Wednesday, July 06, 2005

 

Freed to give

For most of my life, with half of that time spent as a professing Christian, I've been an unhappy single guy. There was nothing wrong with me that meeting Miss Right wouldn't cure! In the meantime, while I waited for her to come on the scene, there wasn't much point in undertaking much of anything. After all, I wasn't going to be single much longer. To tide me over, I hung out with a series of friends, many of them women. Although I think I was a good friend to each of them, it wasn't the greatest state of affairs. It was ironic that I wanted to marry so badly, but yet I was evidently unwilling to commit myself to anything beyond friendship.

Thus, when my last "buddy" went and found herself a husband, I was left largely high and dry insofar as companionship was concerned. I'd found a good church a few months before that, but I was new there and hadn't had time to make any close acquaintances. Besides, pretty much everyone there was married and had full schedules to boot. Although I'd shifted gears towards hanging out more with other guys, they were by and large too busy to hang out with me very much. (The fellowship I enjoy is very good indeed, but it mainly consists of the occasional Sunday lunch or evening dinner.) Since I was accustomed to being able to hang out and spend lots of time with this or that friend, this came as something of a culture shock to me.

In a sense, I'd left one peculiar situation only to enter yet another. I loved to give to people, to spend time with them, to encourage them, but now I was largely cut off from that. Given that so much of the present work of the church is to love our neighbors, especially our brothers and sisters in Christ, it was difficult to understand why God was providentally hindering me from getting the kind of companionship I needed so much.

Then, not all that long ago, God graciously allowed me to understand the issue at stake. The problem was with a word: needed. Yes, I'd been feeling as though, as a middle-aged single guy, I was missing something, and that I had to have that something before I was going to be whole. So what's wrong with that picture? Quite a lot. Although I wasn't wrong to desire or want companionship, whether through friendship or marriage, mine was not just a desire: it was a "need", a "need" which in my view my relationship with Christ was simply insufficient to satisfy. The bottom line: God had short-changed me, and the companionship of fellow sinners was the only way to make up the deficit. Thus, I'd made the good and right desire for companionship into an idol, a thing to be coveted.

So, what's to become of a guy like me? Well, not a lot of good if I'm left to my own devices, but I'm glad to report that God had other plans for me. In the course of time, He's taught me through the Scriptures with the aid of much trial and error that human companionship is good and right to want, but the only companionship I need is already mine if I have come to trust in Christ! In fact, I am already complete in Him by His grace, and have need of nothing else.

One thing I'm starting to realize about my past behavior is how much I'd put my trust in my friends. Often, when confronted with a difficult situation, I'd call a friend before I'd bother to call upon the Lord. Now, it's good and right to have a trusted friend with whom to talk, but it's not right if that relationship takes priority over your relationship with Christ, as was sadly all too commonly the case with me.
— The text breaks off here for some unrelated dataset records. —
Issue #10461, opened 2024-06-20
[R] CRAN issues with `noRemap`


david-cortes:
In the CRAN checks for the last released version of XGBoost:
https://www.stats.ox.ac.uk/pub/bdr/noRemap/xgboost.out

There is now a check `noRemap` with this description:
> Checks with -DR_NO_REMAP used for C++ code
> 
> Tests using _R_CXX_NO_REMAP_= true, which compiles C++ code with
R_NO_REMAP defined.  Otherwise as for the fedora-gcc checks:
see https://www.stats.ox.ac.uk/pub/bdr/Rconfig/r-devel-linux-x86_64-fedora-gcc
> 
> It is planned that this will become the default in due course, first
for CRAN incoming checks from 2024-04-14.

This gives compilation errors in XGBoost in all of the calls to R C-level functions that are not prefixed with `Rf_`, such as this:
```
xgboost_R.cc:684:28: error: 'allocVector' was not declared in this scope; did you mean 'Rf_allocVector'?
  684 |   out_shape_sexp = PROTECT(allocVector(INTSXP, out_dim));
      |                            ^~~~~~~~~~~
```

I am guessing that perhaps these short-hand no-Rf function names could be enabled by manually adding some define. Perhaps @jameslamb could comment here since LightGBM doesn't appear to suffer from these issues in the checks.

Otherwise, it might be a good idea to change all usages of R C-level functions to their equivalents that have `Rf_` prefix (e.g. `mkChar` -> `Rf_mkChar`).

jameslamb:
Thanks for the `@`.

In LightGBM, we have for a long time used this pattern:

```cpp
#define R_NO_REMAP
#define R_USE_C99_IN_CXX
#include <Rinternals.h>
```

ref: https://github.com/microsoft/LightGBM/blob/5cd95a5b161d7630731d50e9ac529c6bf3dc809f/R-package/src/lightgbm_R.h#L10-L12

Combined with, as @david-cortes mentioned above, using the `Rf_` prefix for things included from the R headers (e.g. `Rf_allocVector()`).

I suspect that's why `{lightgbm}` is not seeing this issue on CRAN. It should be safe for `{xgboost}` to do the same.

I think the best solution is just to do that (define `R_NO_REMAP` + use the `Rf_` prefix). I'd be happy to put up a PR with that change.

trivialfis:
[...]

PR #10465, opened 2024-06-20
[R] Use `Rf_` prefix in C-level R functions

david-cortes:
ref https://github.com/dmlc/xgboost/issues/10461

This PR changes the calls to R C-level functions to use the function versions that have names starting with `Rf_`, as it will be required at CRAN in the future. Along the way, it forcibly adds the macro `R_NO_REMAP` so that introduction of further non-Rf calls would turn into errors.

Note that the CRAN issue is for the current released version there, so if they request changes, it will be necessary to create a similar PR specifically for the CRAN release. At this point the branches differ too much for a simple backport of this PR, but the required changes will become evident once macro `R_NO_REMAP` gets added.

### DIFF
--- a/R-package/src/xgboost_R.cc
+++ b/R-package/src/xgboost_R.cc
@@ -352,7 +352,7 @@ void _DMatrixFinalizer(SEXP ext) {
 
 XGB_DLL SEXP XGBSetGlobalConfig_R(SEXP json_str) {
   R_API_BEGIN();
-  CHECK_CALL(XGBSetGlobalConfig(CHAR(asChar(json_str))));
+  CHECK_CALL(XGBSetGlobalConfig(CHAR(Rf_asChar(json_str))));
   R_API_END();
   return R_NilValue;
 }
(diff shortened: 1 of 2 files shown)


trivialfis (commented):
Out of curiosity, are there any prefixed functions for `STRING_ELT`, `CHAR`, etc?

david-cortes:
> Out of curiosity, are there any prefixed functions for `STRING_ELT`, `CHAR`, etc?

Up to this point, this year has proven to me my best year so far. After so many years wasted on desiring what I lacked and being unthankful for the much I had, I feel free. Rather than people being a means to ease my loneliness, I am free to love them as I ought. Although God has not yet seen fit to bring me Miss Right or even a close buddy with whom to just "hang out", I feel myself to be more free than ever to do what I ought to do towards those around me: give of myself. If this is the lesson that God would have me learn from this season of relative isolation, then I can say without equivocation that I am thankful that He's taken me through it.